This page shows you the most important aspects of writing fault tolerant message consumers. Not all described situations may (seem to) occur in your system, but it is a good idea anyway to meet these guidelines.

Often it is very difficult to rule out some of the listed problems, because a distributed system is not easy to understand. Furthermore your system may change and so its behavior. So its best to design your consumers upfront in a way that it does not fail when you need to scale up, get into a high traffic situations or receive invalid messages.

1. Ensure old messages dont overwrite new data

The order of the messages is not guaranteed within the message broker. Therefore you have to deal with old messages that get ahead of new messages.

To get around this issue make sure you have a message property that allows you to sort out old messages. For instance a timestamp or a sequence number. Persist this value somewhere and ignore (but ack) messages that are older than the current state.

2. Implement "idempotent" consumers

Messages can and will arrive multiple times when using a message broker. A typical scenario is a consumer that crashes right before a message is acked.
The broker will re-sent the unacked message later on despite it was processed already.

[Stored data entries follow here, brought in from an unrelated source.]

Issue #2943, opened 2015-10-14
The icons on the Welcome screenshots of Design Space (Preview) work space are missing.


fzhu1978:
Watson bug 4072721
https://watsonexp.corp.adobe.com//#bug=4072721

Problem: The icons on the Welcome screenshots of Design Space (Preview) work space are missing.

Method:
1. Launch PS 20151012.M.251 build and switch into Design Space (Preview) work space on JPN OS.
2. Help->Design Space Introduction,check the welcome screen.

Result: The icons on the Welcome screenshots of Design Space (Preview) work space are missing.

Expected: No missing.

Notes:
1. This issue occur on both WIn and Mac OS on FRA/DEU/JPN/

fzhu1978:
Verified on 10/13 build, it still occurs.  Please help to fix @iwehrman.

DivyaPrabhakar:
FBNC @iwehrman @fzhu1978

iwehrman:
Let's just have @ktaki regress this one.

ktaki:
This still happens. It looks like svg file names have been translated.

![screen shot 2015-10-14 at 4 57 05 pm](https://cloud.githubusercontent.com/assets/2029597/10501420/30956206-7296-11e5-8a7a-a11de4f46d37.png)

ktaki:
Retested it. The icons are displayed this time.

PR #2954, opened 2015-10-14
Broken icons on Welcome Screen fixed

DivyaPrabhakar:
References #2943.

Before: 

After:

### DIFF
--- a/src/js/jsx/shared/Carousel.jsx
+++ b/src/js/jsx/shared/Carousel.jsx
@@ -35,6 +35,15 @@ define(function (require, exports, module) {
         headlights = require("js/util/headlights"),
         SVGIcon = require("jsx!js/jsx/shared/SVGIcon"),
         strings = require("i18n!nls/strings");
+
+    /**
+    * Storing the English file names manually otherwise in different languages, the SVGs cannot be found
+    * 
+    * @constant
+    * @type {array.<string>}
+    **/
+    var ICON_NAMES = ["tool-newSelect", "tool-newSelect", "layer-search-app", "tool-eyedropper",
+                            "layer-artboard", "swap", "workspace", "bird"];
         
     var Carousel = React.createClass({
         mixins: [FluxMixin],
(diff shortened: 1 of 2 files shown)


src/js/jsx/shared/Carousel.jsx
```diff
@@ -138,7 +142,7 @@ define(function (require, exports, module) {
                                 className={classSet}
                                 onClick={this._gotoItem.bind(this, idx, this.state.index)}>
                                 <SVGIcon
-                                        CSSID={strings.FIRST_LAUNCH.SLIDES[idx].ICON} />
```
shaoshing: Maybe we should remove these icon ids from the translation as well

src/js/jsx/shared/Carousel.jsx
```diff
@@ -125,6 +125,10 @@ define(function (require, exports, module) {
          * @return {Array.<ReactComponent>}
          */
         _buildNav: function () {
+            // The values in this array should match the icons in strings.FIRST_LAUNCH.SLIDES[idx].ICON
+            // Storing the English file names manually otherwise in different languages, the SVGs cannot be found
+            var iconNames = ["tool-newSelect", "tool-newSelect", "layer-search-app", "tool-eyedropper",
+                            "layer-artboard", "swap", "workspace", "bird"];
```
shaoshing: Can you define the array as constant at the top of the component?

shaoshing:
Looks good, just two nits related to translation cleanup and coding style. Back to you @DivyaPrabhakar

src/style/help/first-launch.less
```diff
@@ -364,6 +364,10 @@
     }
 }
 
+:lang(ja) .carousel__slide-button__continue {
+    bottom: 14rem;
+}
```
shaoshing: This feels like not a robust fix for the problem. In your screenshot, the first line of text is wrapped to the second line because it is added a special header for translation purpose, and it is possible that the translated text will take only one line, and will break your fix again. Same thing could happen for FR and DE. Ideally, the "continue" button should flow with the text, instead of having a fixed position, which is the root of all the problem.

src/js/jsx/shared/Carousel.jsx
DivyaPrabhakar: @shaoshing Do you mean remove them from nls/root/strings.json?

shaoshing: Yes @DivyaPrabhakar.

DivyaPrabhakar:
@shaoshing Regarding the "Continue" button, I agree with you but for it to be flexible for all languages, there is more work to be done that shouldn't be included in this PR since it is large enough to be its own issue. I will file a bug separately for that.

shaoshing:
Sounds great! Thank you @DivyaPrabhakar .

Make sure your consumers are implemented in an "idempotent" way. This means that it should be safe to process the same message twice. For instance - a message stating "delete entry x" should not fail even if entry x was already deleted before.

3. Restart consumers on failure

Let your consumers shutdown gracefully if something unexpected (or something critical and known) happens. Especially for long running processes this behaviour is much safer and reliable then trying to recover from an unexpected exception or other error-states instead.

The message broker module provides a special exception for this case: The CriticalErrorException that denotes that the consumer can not continue. Throw this exception for example when your mysql connection dies or other dependent systems are not available anymore.

The message broker module will log the exception to watchdog (which may fail of course) and exit with code 1. We recommend you add a small (bash script) wrapper that is responsible for restarting the process if anything bad happens.

4. Dont let invalid messages flood your queues

Invalid messages are a problem for your whole system, because they fail processing and thus get re-delivered all the time to your consumers. Your queues will slowly fill up and your consumers spend more time in processing messages that cant be acked.
This degrades the overall system performance and can become an even bigger problem if you dont keep an eye on it.

The solution is to acknowledge the invalid messages although you can't process them. The message broker module supports this scenario by providing the special purpose InvalidMessageException. Throw this if you discover something invalid within the message body.

The module will catch the exception, acknowledge the message and log a small info about it to watchdog. You could also register a invalidMessageHandler for your consumer, which allows you to do more advanced things in this situation.